Stage2 must support Zig’s compile-time execution model.

This is a major reason the compiler architecture is complex.

In Zig, the compiler may need to execute real Zig code while compiling.

Example:

```zig
fn makeValue(comptime n: usize) usize {
    return n * 2;
}

const x = makeValue(21);
```

The compiler can compute `x` while compiling the program.

This gets more powerful with types:

```zig
fn Pair(comptime T: type) type {
    return struct {
        first: T,
        second: T,
    };
}

const IntPair = Pair(i32);
```

Here, a function returns a type.

That means the compiler must execute `Pair(i32)` during compilation and create the resulting struct type.

So Stage2 needs more than parsing and type checking. It needs an interpreter for compile-time Zig.

#### Code Generation Backends

After semantic analysis, the compiler must produce target code.

Zig has used LLVM as an important backend. LLVM can optimize code and emit machine code for many architectures.

But Zig has also worked on its own backends.

Why?

Because depending entirely on LLVM has tradeoffs:

```text
LLVM is powerful but large
LLVM increases compiler build complexity
LLVM can slow down simple debug builds
LLVM behavior is not always easy to control
LLVM does not cover every desired compiler use case
```

Zig’s own backend work can help with faster compilation, better control, and simpler bootstrap paths.

A practical view:

```text
LLVM backend = strong optimization and broad target support
Zig native backends = more control and potential speed for some workflows
```

You do not need to choose between them as a beginner. Just know that Stage2 was designed to support a cleaner path from Zig source code to different backend strategies.

#### Incremental Compilation

One long-term goal of the newer compiler architecture is better incremental compilation.

Incremental compilation means the compiler should avoid rebuilding everything when only a small part of the program changes.

For example, if you edit one function, the compiler should ideally reuse previous work for the rest of the program.

That requires careful tracking:

```text
which files changed
which declarations changed
which types depend on which declarations
which compile-time values must be recomputed
which generated code is still valid
```

This is hard in any language.

It is especially hard in Zig because compile-time code can inspect and generate types.

Stage2’s internal design is intended to make this kind of tracking more manageable.

#### Error Messages

A compiler is also a user interface.

When the compiler rejects a program, it must explain why.

Bad error messages make a language painful.

Stage2 work also matters because better internal representations can support better diagnostics.

For example, when the compiler understands the path from source code to semantic failure, it can show:

```text
where the error happened
what type was expected
what type was found
which call caused the problem
which compile-time branch led here
```

Good diagnostics are not added at the end.
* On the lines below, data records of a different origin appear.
PR #2936, opened 2019-10-02
use getTopicId instead of getId for generated discourse topics

agduncan94:
Need to use getTopicId instead of getId


denis-yuen:
restarted one job, looked like transient issue

PR #2940, opened 2019-10-02
Feature/clean dag

garyluu:
The new Cytoscape version in the frontend seems to have problems with DAG that have edges with undefined nodes.  Fixing it in the backend instead.

Cancelled push.


dockstore-webservice/src/main/java/io/dockstore/webservice/resources/WorkflowResource.java
```diff
@@ -1337,8 +1337,8 @@ public String getWorkflowDag(@ApiParam(hidden = true) @Auth Optional<User> user,
             Map<String, String> secondaryDescContent = extractDescriptorAndSecondaryFiles(workflowVersion);
 
             LanguageHandlerInterface lInterface = LanguageHandlerFactory.getInterface(workflow.getFileType());
-            return lInterface.getContent(workflowVersion.getWorkflowPath(), mainDescriptor.getContent(), secondaryDescContent,
-                LanguageHandlerInterface.Type.DAG, toolDAO);
+            return cleanDAG(lInterface.getContent(workflowVersion.getWorkflowPath(), mainDescriptor.getContent(), secondaryDescContent,
```
denis-yuen: :thinking: 
Is there any situation we would want a dirty dag? 
Perhaps there should be a default method in `LanguageHandlerInterface` that auto-cleans all getContent calls and getContent should be protected and only called by that

Issue #2931, opened 2019-09-27
Error displayed in Files tab after registering WDL 1.0 workflow


wshands:
## Bug Report
I registered a WDL 1.0 workflow and it succeeded, but there is an error message displayed on the Files tab for the WDL file and I cannot Publish the workflow.

### Expected behaviour
Files tab should not display an error and Publish button should be active

### Actual behaviour
Error message "/GATKSVPipelineClinical.wdl: WDL file is malformed or missing, cannot extract metadata" is displayed and Publish button is disabled.

### Steps to reproduce the behaviour 
Fork https://github.com/broadinstitute/gatk-sv-clinical
Register the gatk-sv-clinical workflow with GATKSVPipelineClinical.wdl as the primary descriptor
Go to the Files tab for the workflow
Note the error message

![Screen Shot 2019-09-27 at 4 34 53 PM](https://user-images.githubusercontent.com/3650921/65807753-e6570880-e144-11e9-9306-5e461c24f292.png)

### Environment (Browser or OS and Dockstore version)
Google Chrome is up to date
Version 77.0.3865.90 (Official Build) (64-bit)

https://github.com/dockstore/dockstore/releases/tag/1.7.0
https://github.com/dockstore/dockstore-ui2/releases/tag/2.4.0

┆Issue is synchronized with this [Jira Story](https://ucsc-cgl.atlassian.net/browse/DOCK-1022)
┆Issue Type: Story
┆Fix Versions: Dockstore 1.8
┆Sprint: Seabright Sprint 21 Viking
┆Issue Number: DOCK-1022

coverbeck:
[This line](https://github.com/wshands/gatk-sv-clinical/blob/db89e89508bd562cd36e9c316ac968ab0a136c0e/GATKSVPipelineClinical.wdl#L3) is importing a file that doesn't exist.

cwhelan:
It looks to me like that file exists: 

https://github.com/wshands/gatk-sv-clinical/blob/db89e89508bd562cd36e9c316ac968ab0a136c0e/module00a/Module00a.wdl

Unless there's a rule about naming or subdirectories that I don't understand.

coverbeck:
Aargh, sorry about that. I read the first part of the error message and forgot to read the rest of the line. The message is:

`Failed to import 'module00a/Module00a.wdl' (reason 1 of 8): Failed to import 'Structs.wdl' (reason 1 of 1): null`

Structs.wdl is there, so will investigate further.

[...]

PR #2941, opened 2019-10-03
Fix WDL import issues

coverbeck:
#2931 

There were two problems:

1. In WDLHandler.processImports, there is map of files that have been processed so that we don't process the same file more than once. The map key was just the filename, so if the same filename exists in more than one directory, the code would only process the first instance of the filename.
2. Once getting past that, there were issues resolving imports, particularly if a WDL file imported from a sub-directory relatively imported more WDL from the same sub-directory.

For the first issue, the key of the map is now the absolute path, so all files will get processed. The CWL code still works/expects a map with just the filename, so I changed the `LanguageHandlerInterface.getContent`to take a `Set<SourceFile>` instead of the `Map<String, String>`; that way each language implementation can internally construct their own Map for their needs.

For the second issue, MapResolver now has a string to resolve imports relative to.

## Other notes

1. I committed the files from the workflow directly to the repo. It's a big one, but it might be good for other tests, and it simplifies the testing.
2. One test started to fail with these changes, `DAGWorkflowTestIT.testComplexImportWdlWorkflow`. However, running WOMTool validate standalone against the workflow also fails, so I think this is the correct behavior, and I updated the test to expect a failure.
3. There is a circular dependency with the CLI. Some tests are using the CLI which uses WDLBridge, which is in this project. Had to leave some old method signatures in there for the tests to run.


denis-yuen:
Confirm whether the intention was to review this as a develop fix (for 1.8) or a hotfix. 
Proceeding with the former assumption (i.e. less paranoid)

dockstore-common/src/main/scala/io/dockstore/common/WdlBridge.scala
```diff
@@ -347,10 +366,42 @@ class WdlBridge {
...
+    * `import sub2.wdl`, i.e., the import will be relative to sub1.wdl.
+    *
+    * At the top level, secondaryFiles map will have these keys:
+    *
+    * /sub1/sub1.wdl
+    * /sub1/sub2.wdl
+    *
+    * Convert sub2.wdl into /sub1/sub2.wdl
+    *
+    * Note: This copied then Scalified from
```
denis-yuen: Thought: other option is to move the method from the webservice into common and then DRY by re-using it.

dockstore-integration-testing/src/test/java/io/dockstore/client/cli/DAGWorkflowTestIT.java
```diff
@@ -300,19 +302,29 @@ public void testGetStepsArrayInsteadOfObject() throws ApiException {
     /**
      * This tests that a WDL workflow with complex imports is properly imported (also tests absolute paths)
      *
+     * Note: With fix for https://github.com/dockstore/dockstore/issues/2931, this WDL now fails. Adjusting test accordingly. If you run
```
denis-yuen: In the original spirit of the test, it seems to me that we should create a new test with a complex workflow that does validate. Perhaps even the workflow added in this PR?

dockstore-webservice/src/main/java/io/dockstore/webservice/languages/WDLHandler.java
```diff
@@ -295,39 +295,48 @@ public VersionTypeValidation validateTestParameterSet(Set<SourceFile> sourceFile
...
-                imports.put(importFile.getPath(), importFile);
+                imports.put(absoluteImportPath, importFile);
                 imports.putAll(processImports(repositoryId, importFile.getContent(), version, sourceCodeRepoInterface, imports, absoluteImportPath));
             }
+
         }
         return imports;
     }
 
+    private String relativePath(String importingFile, String importedFile) {
```
denis-yuen: Not sure what this is going (Javadoc)

Alternatively, library method?
https://docs.oracle.com/javase/7/docs/api/java/nio/file/Path.html#relativize(java.nio.file.Path)
Or poke around Apache FilenameUtils

dockstore-webservice/src/main/java/io/dockstore/webservice/languages/WDLHandler.java
```diff
@@ -343,16 +352,19 @@ public String getContent(String mainDescName, String mainDescriptor, Map<String,
...
 
             WdlBridge wdlBridge = new WdlBridge();
-            wdlBridge.setSecondaryFiles((HashMap<String, String>)secondaryDescContent);
+            final Map<String, String> pathToContentMap = secondarySourceFiles.stream()
+                    .collect(Collectors.toMap(SourceFile::getAbsolutePath, SourceFile::getContent));
+            wdlBridge.setSecondaryFiles(new HashMap<>(pathToContentMap));
 
             // Iterate over each call, grab docker containers
-            Map<String, String> callsToDockerMap = wdlBridge.getCallsToDockerMap(tempMainDescriptor.getAbsolutePath());
+            // TODO -- mainDescName is probably not right!!!
```
denis-yuen: elaborate (i.e. what is it being set to and what should it be)

dockstore-webservice/src/test/resources/gatk-sv-clinical/README.md
```diff
@@ -0,0 +1,36 @@
+# gatk-sv-clinical
```
denis-yuen: Should document which repo this is from and what commit/tag. 
We may want to update this in the future and it won't be obvious due to size what this came from

coverbeck:
> Confirm whether the intention was to review this as a develop fix (for 1.8) or a hotfix.
> Proceeding with the former assumption (i.e. less paranoid)

I'm not sure. Feature-wise, I think we'd like it released sooner than later. Risk-wise, it's a big change. I was hoping this review might help make a decision, but for now I went against develop

dockstore-webservice/src/main/java/io/dockstore/webservice/languages/WDLHandler.java
coverbeck: This was mistakenly left over from my first attempts at fixing this; will remove entirely.

dockstore-webservice/src/main/java/io/dockstore/webservice/languages/WDLHandler.java
coverbeck: Sorry, this was a leftover comment when first looking at it. The value is correct; removing comment.

dockstore-common/src/main/scala/io/dockstore/common/WdlBridge.scala
coverbeck: Done in upcoming push

dockstore-integration-testing/src/test/java/io/dockstore/client/cli/DAGWorkflowTestIT.java
coverbeck: Added tests to WDLHandlerTest for DAG in upcoming push. Preferred to make them unit(ish) tests instead of integration tests, because I don't want to commit the huge workflow to DockstoreTestUser2 and slow down all tests.

dockstore-webservice/src/test/resources/gatk-sv-clinical/README.md
coverbeck: Fixed in upcoming push

coverbeck:
> A few questions, should probably also test and/or check that we sufficiently check the GA4GH endpoints
> https://dockstore.org/static/swagger-ui/index.html#/GA4GH/toolsIdVersionsVersionIdTypeFilesGet
> and https://dockstore.org/static/swagger-ui/index.html#/workflows/getWorkflowZip in this edge case.

Whoops, overlooked this comment. Removing reviewers until I address

agduncan94:
@coverbeck Maybe we test it over the next coming weeks and if it is stable we cherry pick to a hotfix

denis-yuen:
> @coverbeck Maybe we test it over the next coming weeks and if it is stable we cherry pick to a hotfix

Could work, let's get this merged and out to staging

coverbeck:
Ready for re-review

dockstore-integration-testing/src/test/java/io/dockstore/client/cli/DAGWorkflowTestIT.java
```diff
@@ -300,19 +303,45 @@ public void testGetStepsArrayInsteadOfObject() throws ApiException {
...
         // Branch: master
         // Return: DAG with 7 nodes
 
-        final List<String> strings = getJSON("DockstoreTestUser2/ComplexImportsWdl", "/parent/parent.wdl", "wdl", "test");
-        int countNode = countNodeInJSON(strings);
+        try {
+            getJSON("DockstoreTestUser2/ComplexImportsWdl", "/parent/parent.wdl", "wdl", "test");
+            fail("Invalid WDL somehow came back good");
+        } catch (Exception ex) {
+            // Expect an exception to thrown
```
garyluu: Would be nice to have some sort of assertions

dockstore-integration-testing/src/test/java/io/dockstore/client/cli/WorkflowIT.java
```diff
@@ -452,6 +477,71 @@ public void downloadZipFileTestAuth() {
...
+
+        // Unfortunately, the generated Swagger client for getWorkflowZip returns void.
+        // Verify the zip contents by making the server side calls
+        final io.dockstore.webservice.core.Workflow dockstoreWorkflow = workflowDAO.findById(workflowId);
+        final Optional<io.dockstore.webservice.core.WorkflowVersion> version = dockstoreWorkflow.getWorkflowVersions().stream()
+                .filter(wv -> wv.getId() == versionId).findFirst();
+        Assert.assertTrue(version.isPresent());
+        final File tempFile = File.createTempFile("dockstore-test", ".zip");
+        try {
+            final FileOutputStream fos = new FileOutputStream(tempFile);
```
denis-yuen: does fos need to be closed? If so, just move it up to the try

coverbeck: It is closed by the method on line 506, but that's a side affect, so moving it up to be explicit

coverbeck:
Re-requested review, as I have changed unit tests. I was able to run unit tests 4 times in a row without errors with the latest changes, whereas it was failing 50% of the time before.

pom.xml
```diff
@@ -1362,12 +1362,13 @@
...
         <profile>
             <id>memory-intensive-unit-tests</id>
-            <!-- run all non-integration tests -->
+            <!-- run all memory intensive non-integration tests -->
             <properties>
                 <skipTests>false</skipTests>
                 <skipITs>true</skipITs>
                 <groups>io.dockstore.common.MemoryIntensiveTest</groups>
-                <argLine>-Xmx3072m -Xms3072m</argLine>
+                <!-- https://github.com/jasongilman/proto-repl/issues/282 -->
```
denis-yuen: Neat

dockstore-common/src/main/java/io/dockstore/common/MemoryIntensiveTest.java
```diff
@@ -0,0 +1,4 @@
+package io.dockstore.common;
+
+public interface MemoryIntensiveTest {
```
denis-yuen: Should probably have a comment on where this is used and how

coverbeck: Added comment.

PR #2951, opened 2019-10-07
Feature/backend for workflow wizard

agduncan94:
Some endpoints to be used by the new wizard. I have the endpoints listed below, let me know if you have any opinions on the format of them.

Screenshot from 2019-10-07 13-09-03
Screenshot from 2019-10-07 13-10-42


dockstore-webservice/src/main/java/io/dockstore/webservice/resources/UserResource.java
```diff
@@ -719,6 +727,176 @@ public Limits setUserLimits(@ApiParam(hidden = true) @Auth User authUser,
         return getStrippedServices(userDAO.findById(user.getId()));
     }
 
+    @POST
+    @Timed
+    @UnitOfWork
+    @Path("/workflows")
+    @Operation(operationId = "addWorkflow")
```
denis-yuen: What distinguishes this from `manualRegister`?

dockstore-webservice/src/main/java/io/dockstore/webservice/resources/UserResource.java
```diff
@@ -719,6 +727,176 @@ public Limits setUserLimits(@ApiParam(hidden = true) @Auth User authUser,
...
+        }
+        return null;
+    }
+
+    @DELETE
+    @Timed
+    @UnitOfWork
+    @Path("/workflows")
+    @Operation(operationId = "deleteWorkflow")
+    @ApiOperation(value = "Delete a workflow for a registry and repository path.", authorizations = { @Authorization(value = JWT_SECURITY_DEFINITION_NAME) })
```
denis-yuen: What prompts this from the workflow wizard?
This seems like it doesn't delete anything either (is this a stub?)
If so, needs javadoc to that end with something like a `//TODO`

agduncan94: This is when you switch the toggle to off, though would only work for stub workflows (disable other workflows in the UI).

Line 819 deletes the workflow using
```
workflowDAO.delete(workflow);
```

dockstore-webservice/src/main/java/io/dockstore/webservice/resources/UserResource.java
agduncan94: Hm that is a good point, could probably just call manual register and pass it some default values.

dockstore-webservice/src/main/java/io/dockstore/webservice/resources/UserResource.java
```diff
@@ -719,6 +727,176 @@ public Limits setUserLimits(@ApiParam(hidden = true) @Auth User authUser,
...
+    @GET
+    @Timed
+    @UnitOfWork(readOnly = true)
+    @Path("/registries")
+    @Operation(operationId = "getUserRegistries")
+    @ApiOperation(nickname = "getUserRegistries", value = "Get all of the git registries accessible to the logged in user.", authorizations = { @Authorization(value = JWT_SECURITY_DEFINITION_NAME) }, response = TokenType.class, responseContainer = "List")
+    public List<TokenType> getUserRegistries(@ApiParam(hidden = true) @Auth User authUser) {
+        User foundUser = userDAO.findById(authUser.getId());
+
+        List<TokenType> scTokens = tokenDAO.findByUserId(foundUser.getId())
```
coverbeck: Alternately, you could use `findFirst`. Comment applies to subsequent methods as well.

dockstore-webservice/src/main/java/io/dockstore/webservice/resources/UserResource.java
```diff
@@ -719,6 +727,176 @@ public Limits setUserLimits(@ApiParam(hidden = true) @Auth User authUser,
...
+    }
+
+    @GET
+    @Timed
+    @UnitOfWork(readOnly = true)
+    @Path("/registries")
+    @Operation(operationId = "getUserRegistries")
+    @ApiOperation(nickname = "getUserRegistries", value = "Get all of the git registries accessible to the logged in user.", authorizations = { @Authorization(value = JWT_SECURITY_DEFINITION_NAME) }, response = TokenType.class, responseContainer = "List")
+    public List<TokenType> getUserRegistries(@ApiParam(hidden = true) @Auth User authUser) {
+        User foundUser = userDAO.findById(authUser.getId());
```
coverbeck: Is this necessary? I've seen cases where I think it is, but since you're only using the ID, I'm not sure it is here. Not a big deal, and I wish I knew Hibernate better to understand myself. Comment applies to subsequent methods

dockstore-webservice/src/main/java/io/dockstore/webservice/resources/UserResource.java
```diff
@@ -719,6 +727,176 @@ public Limits setUserLimits(@ApiParam(hidden = true) @Auth User authUser,
...
+
+        List<TokenType> scTokens = tokenDAO.findByUserId(foundUser.getId())
+                .stream()
+                .filter(token -> token.getTokenSource().isSourceControlToken())
+                .map(token -> token.getTokenSource())
+                .collect(Collectors.toList());
+
+        return scTokens;
```
coverbeck: This is returning tokens, not registries.

Also, why do we call them registries instead of repositories? Is repository a GitHub specific term?

dockstore-webservice/src/main/java/io/dockstore/webservice/resources/UserResource.java
```diff
@@ -719,6 +727,176 @@ public Limits setUserLimits(@ApiParam(hidden = true) @Auth User authUser,
...
+                .stream()
+                .filter(token -> Objects.equals(token.getTokenSource(), gitRegistry))
+                .collect(Collectors.toList());
+
+        if (scTokens.size() > 0) {
+            Token scToken = scTokens.get(0);
+            SourceCodeRepoInterface sourceCodeRepo = SourceCodeRepoFactory.createSourceCodeRepo(scToken, client);
+
+            final Map<String, String> repositoryUrlToName = sourceCodeRepo.getWorkflowGitUrl2RepositoryId();
+            Set<String> repositories = repositoryUrlToName.values().stream().filter(repository -> repository.startsWith(organization + "/")).collect(Collectors.toSet());
```
coverbeck: Up to this line, this method is exactly the same as the previous method... You could have a method that returns a `Map<String, String>` or an `Optional<Map<String,String>>`, and call it from both places.

dockstore-webservice/src/main/java/io/dockstore/webservice/resources/UserResource.java
agduncan94: In this case though I want to find multiple registries.

dockstore-webservice/src/main/java/io/dockstore/webservice/resources/UserResource.java
agduncan94: I guess it is not due to the authUser already having the same id. @denis-yuen ?

dockstore-webservice/src/main/java/io/dockstore/webservice/resources/UserResource.java
agduncan94: At least with GitHub, a repository means something like dockstore/dockstore-ui2. All of GitHub itself I think of as a registry with many repositories in it.

dockstore-webservice/src/main/java/io/dockstore/webservice/resources/UserResource.java
agduncan94: Would it makes sense to just use the manualRegister and pass default values in the UI, or should I just have the addWorkflow endpoint that calls manualRegister using the defaults?

denis-yuen: Either is reasonable, I would probably prefer the former and have good tests for the two cases (i.e. defaults set or not).

dockstore-webservice/src/main/java/io/dockstore/webservice/resources/UserResource.java
denis-yuen: Ah ok, I don't know how I feel about this truly deleting things as opposed to archiving or making it inactive.

dockstore-webservice/src/main/java/io/dockstore/webservice/resources/UserResource.java
denis-yuen: Well, the `SimpleAuthenticator` is already getting a user from the database, so I'd be thinking no.

dockstore-webservice/src/main/java/io/dockstore/webservice/resources/UserResource.java
agduncan94: This is only deleting stubs which I think is fine for now. Hopefully before this release is out we've come to a consensus on delete/archive.

dockstore-webservice/src/main/java/io/dockstore/webservice/resources/UserResource.java
coverbeck: I think the issue I ran into in the past is that the User object is cached, so the User object you get passed in is not from the same Hibernate session as the one started by `@UnitOfWork`. And that can lead to issues when updating the database if you change anything on the user object. At least that was my guess.

dockstore-webservice/src/main/java/io/dockstore/webservice/resources/UserResource.java
coverbeck: My bad, it says `TokenType` but my mind was processing it as `Token`.

dockstore-webservice/src/main/java/io/dockstore/webservice/resources/WorkflowResource.java
```diff
@@ -1690,6 +1670,112 @@ public Workflow getWorkflowByAlias(@ApiParam(hidden = true) @Auth Optional<User>
...
+        workflowFromDB.getUsers().add(user);
+        return (BioWorkflow)workflowFromDB;
+    }
+
+    @DELETE
+    @Timed
+    @UnitOfWork
+    @Path("/workflows")
+    @Operation(operationId = "deleteWorkflow")
+    @ApiOperation(value = "Delete a workflow for a registry and repository path.", authorizations = { @Authorization(value = JWT_SECURITY_DEFINITION_NAME) })
```
denis-yuen: Description should make it clear that this only works for stubs  (or that we intend it only for stubs, does restub may this grey?)

dockstore-webservice/src/main/java/io/dockstore/webservice/resources/UserResource.java
```diff
@@ -719,6 +725,74 @@ public Limits setUserLimits(@ApiParam(hidden = true) @Auth User authUser,
...
+                .stream()
+                .filter(token -> Objects.equals(token.getTokenSource(), gitRegistry))
+                .collect(Collectors.toList());
+
+        if (scTokens.size() > 0) {
+            Token scToken = scTokens.get(0);
+            SourceCodeRepoInterface sourceCodeRepo =  SourceCodeRepoFactory.createSourceCodeRepo(scToken, client);
+            return sourceCodeRepo.getWorkflowGitUrl2RepositoryId();
+        } else {
+            return null;
```
coverbeck: As an alternative, you could have this return an empty Map in this case, then the callers don't need to do null checks.

dockstore-webservice/src/main/java/io/dockstore/webservice/helpers/SourceCodeRepoInterface.java
```diff
@@ -173,6 +173,17 @@ public Service initializeService(String repositoryId) {
...
             Map<String, WorkflowVersion> existingDefaults);
 
+    /**
+     * Creates a basic workflow object with default values
+     * @param repository repository organization and name (ex. dockstore/dockstore-ui2)
+     * @return basic workflow object
+     */
+    public Workflow createStubBioworkflow(String repository) {
+        Workflow workflow = initializeWorkflow(repository, new BioWorkflow());
+        workflow.setDescriptorType(DescriptorLanguage.CWL);
```
coverbeck: In WorkflowResource you test if the return value of this method can be null, but this line assumes it never can be.

BTW, I am a recent convert/zealot to almost never returning null and returning Optional instead, so if you think it can return null, I would suggest it return `Optional<Workflow>`

dockstore-webservice/src/main/java/io/dockstore/webservice/resources/WorkflowResource.java
```diff
@@ -1690,6 +1670,112 @@ public Workflow getWorkflowByAlias(@ApiParam(hidden = true) @Auth Optional<User>
...
+        final long workflowID = workflowDAO.create(workflow);
+        final Workflow workflowFromDB = workflowDAO.findById(workflowID);
+        workflowFromDB.getUsers().add(user);
+        return (BioWorkflow)workflowFromDB;
+    }
+
+    @DELETE
+    @Timed
+    @UnitOfWork
+    @Path("/workflows")
```
coverbeck: In REST, you normally specify the entity to delete as part of the path, not as a query parameter(s).

I guess in our current pattern that would be `/workflows/path/{workflow_path}`, which I'm not wild about either.  Throwing it out there for consideration.

dockstore-webservice/src/main/java/io/dockstore/webservice/resources/WorkflowResource.java
```diff
@@ -1690,6 +1670,112 @@ public Workflow getWorkflowByAlias(@ApiParam(hidden = true) @Auth Optional<User>
...
+
+        // Delete workflow for a given repository
+        if (scTokens.size() > 0) {
+            final Token gitToken = scTokens.get(0);
+            final String tokenSource = gitToken.getTokenSource().toString();
+
+            String gitUrl = "git@" + tokenSource + ":" + repository + ".git";
+            LOG.info("Deleting " + gitUrl);
+
+            // Create a workflow stub object if necessary
```
coverbeck: This comment seems wrong

dockstore-webservice/src/main/java/io/dockstore/webservice/resources/WorkflowResource.java
agduncan94: In this case I am passing the Git registry (GITHUB_COM) and the repository path (dockstore/dockstore-ui2). Do you think it makes more sense to send the whole path (github.com/dockstore/dockstore-ui2) in one go?

agduncan94:
Screenshot from 2019-10-09 09-56-52

dockstore-webservice/src/main/java/io/dockstore/webservice/resources/UserResource.java
```diff
@@ -719,6 +726,66 @@ public Limits setUserLimits(@ApiParam(hidden = true) @Auth User authUser,
         return getStrippedServices(userDAO.findById(user.getId()));
     }
 
+    @GET
+    @Timed
+    @UnitOfWork(readOnly = true)
+    @Path("/registries")
+    @Operation(operationId = "getUserRegistries")
+    @ApiOperation(nickname = "getUserRegistries", value = "Get all of the git registries accessible to the logged in user.", authorizations = { @Authorization(value = JWT_SECURITY_DEFINITION_NAME) }, response = String.class, responseContainer = "List")
```
garyluu: Above should have description if below has value.

dockstore-webservice/src/main/java/io/dockstore/webservice/resources/WorkflowResource.java
```diff
@@ -1690,6 +1661,113 @@ public Workflow getWorkflowByAlias(@ApiParam(hidden = true) @Auth Optional<User>
         return workflow;
     }
 
+    @POST
+    @Timed
+    @UnitOfWork
+    @Path("/registries/{gitRegistry}/organizations/{organization}/repositories/{repositoryName}")
+    @Operation(operationId = "addWorkflow")
+    @ApiOperation(value = "Adds a workflow for a registry and repository path with defaults set.", authorizations = { @Authorization(value = JWT_SECURITY_DEFINITION_NAME) }, response = BioWorkflow.class)
```
garyluu: One is missing description, other is missing nickname

dockstore-integration-testing/src/test/java/io/dockstore/webservice/UserResourceIT.java
```diff
@@ -308,7 +308,7 @@ public void testWizardEndpoints() throws ApiException {
             BioWorkflow dsWorkflow = workflowsApi.addWorkflow(SourceControl.DOCKSTORE.name(), "foo", "bar");
             assertFalse("Should not reach this, should fail", false);
         } catch (ApiException ex) {
-            assertTrue("Should have error message that hosted workflows cannot be added this way.", ex.getMessage().contains("hosted workflows"));
+            assertTrue("Should have error message that hosted workflows cannot be added this way.", ex.getMessage().contains("User does not have access to the given source control registry"));
```
denis-yuen: Should re-use a string constant to avoid auto-breaking test when trivially changing the the error message

denis-yuen: (didn't notice that this wasn't a re-review request ... )

Issue #2849, opened 2019-09-04
Extend row-level security to join tables for sourcefiles


denis-yuen:
### Desired behaviour

See #2847 

Then delete application guards against deleting/adding test parameter files for frozen versions

┆Issue is synchronized with this [Jira Story](https://ucsc-cgl.atlassian.net/browse/DOCK-972)
┆Issue Type: Story
┆Fix Versions: Dockstore 1.8
┆Sprint: Sprint 20 Umiak
┆Issue Number: DOCK-972

PR #2954, opened 2019-10-11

They depend on architecture.

The compiler must keep enough source location and context information through each internal step.

#### Why Beginners Should Care

You do not need to understand Stage2 deeply to write Zig programs.

But you should know what it means because you will see it in discussions, issues, release notes, and compiler internals.

When someone says:

```text
this changed in stage2
```

they usually mean:

```text
this behavior belongs to the newer self-hosted compiler architecture
```

When someone says:

```text
stage2 caught this differently
```

they may be talking about improved semantic analysis, different diagnostics, or changed compiler behavior.

When someone says:

```text
stage2 backend
```

they may be talking about Zig’s newer code generation path rather than the older LLVM-centered path.

#### A Safe Mental Model

Use this model:

```text
Stage2 is the newer self-hosted Zig compiler architecture.

It parses Zig, lowers it into internal representations, analyzes it, runs compile-time code, generates target code, and links the final output.

Its purpose is to make Zig’s compiler faster, cleaner, more self-reliant, and easier to evolve.
```

That is enough for now.

Later, when you read the compiler source, you can connect the names to files and systems:

```text
AST
ZIR
Sema
AIR
codegen
linker
```

Stage2 is where these pieces come together.